● **Saved entries**:
###

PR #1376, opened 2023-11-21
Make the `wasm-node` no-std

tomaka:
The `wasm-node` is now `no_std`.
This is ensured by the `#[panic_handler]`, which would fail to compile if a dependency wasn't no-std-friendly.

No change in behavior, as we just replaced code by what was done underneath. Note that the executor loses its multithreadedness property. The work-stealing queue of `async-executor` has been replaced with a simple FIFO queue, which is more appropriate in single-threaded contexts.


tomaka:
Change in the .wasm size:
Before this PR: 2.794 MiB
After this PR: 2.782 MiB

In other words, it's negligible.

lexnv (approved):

###

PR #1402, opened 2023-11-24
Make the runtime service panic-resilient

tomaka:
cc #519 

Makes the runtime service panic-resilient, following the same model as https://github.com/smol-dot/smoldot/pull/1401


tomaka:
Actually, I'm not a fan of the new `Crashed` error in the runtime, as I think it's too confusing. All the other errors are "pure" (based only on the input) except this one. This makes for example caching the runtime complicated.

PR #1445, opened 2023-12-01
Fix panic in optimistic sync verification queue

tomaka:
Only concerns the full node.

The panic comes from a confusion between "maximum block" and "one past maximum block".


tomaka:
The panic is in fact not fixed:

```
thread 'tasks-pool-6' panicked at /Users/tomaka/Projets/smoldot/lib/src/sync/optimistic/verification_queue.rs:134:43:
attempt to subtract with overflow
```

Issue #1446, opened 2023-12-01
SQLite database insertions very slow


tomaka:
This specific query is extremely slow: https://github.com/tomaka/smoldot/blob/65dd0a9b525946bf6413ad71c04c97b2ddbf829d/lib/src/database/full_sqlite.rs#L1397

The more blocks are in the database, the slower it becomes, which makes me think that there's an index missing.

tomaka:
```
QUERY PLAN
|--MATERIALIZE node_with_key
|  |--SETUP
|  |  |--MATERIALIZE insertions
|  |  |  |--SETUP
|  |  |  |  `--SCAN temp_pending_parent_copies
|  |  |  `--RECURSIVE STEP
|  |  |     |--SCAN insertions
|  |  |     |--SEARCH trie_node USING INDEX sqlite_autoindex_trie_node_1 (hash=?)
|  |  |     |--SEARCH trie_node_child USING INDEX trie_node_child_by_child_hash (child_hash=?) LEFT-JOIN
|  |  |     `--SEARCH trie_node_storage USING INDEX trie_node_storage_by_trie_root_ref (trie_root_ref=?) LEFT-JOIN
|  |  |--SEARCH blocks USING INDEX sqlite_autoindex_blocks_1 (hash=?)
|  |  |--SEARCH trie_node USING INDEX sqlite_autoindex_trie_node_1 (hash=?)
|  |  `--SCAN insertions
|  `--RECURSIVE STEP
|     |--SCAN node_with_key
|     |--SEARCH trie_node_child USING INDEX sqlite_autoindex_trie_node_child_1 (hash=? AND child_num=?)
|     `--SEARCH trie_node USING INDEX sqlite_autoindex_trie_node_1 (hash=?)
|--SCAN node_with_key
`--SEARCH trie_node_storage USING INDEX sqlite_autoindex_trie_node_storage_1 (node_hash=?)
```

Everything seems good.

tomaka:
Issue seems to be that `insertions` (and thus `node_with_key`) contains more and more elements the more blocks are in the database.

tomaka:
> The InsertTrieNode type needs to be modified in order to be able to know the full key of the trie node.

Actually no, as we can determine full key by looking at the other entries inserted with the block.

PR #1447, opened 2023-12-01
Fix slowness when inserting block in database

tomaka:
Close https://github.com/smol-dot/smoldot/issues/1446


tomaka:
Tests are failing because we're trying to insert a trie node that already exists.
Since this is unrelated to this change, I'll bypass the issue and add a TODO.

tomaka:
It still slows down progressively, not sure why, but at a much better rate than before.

###

● **ACTIVITY**:
The reply should consist solely of the lines above from the one that has "Tests are failing" through the one that has "It still slows", reproduced exactly.

● **OUTPUT**:
Tests are failing because we're trying to insert a trie node that already exists.
Since this is unrelated to this change, I'll bypass the issue and add a TODO.

tomaka:
It still slows down progressively, not sure why, but at a much better rate than before.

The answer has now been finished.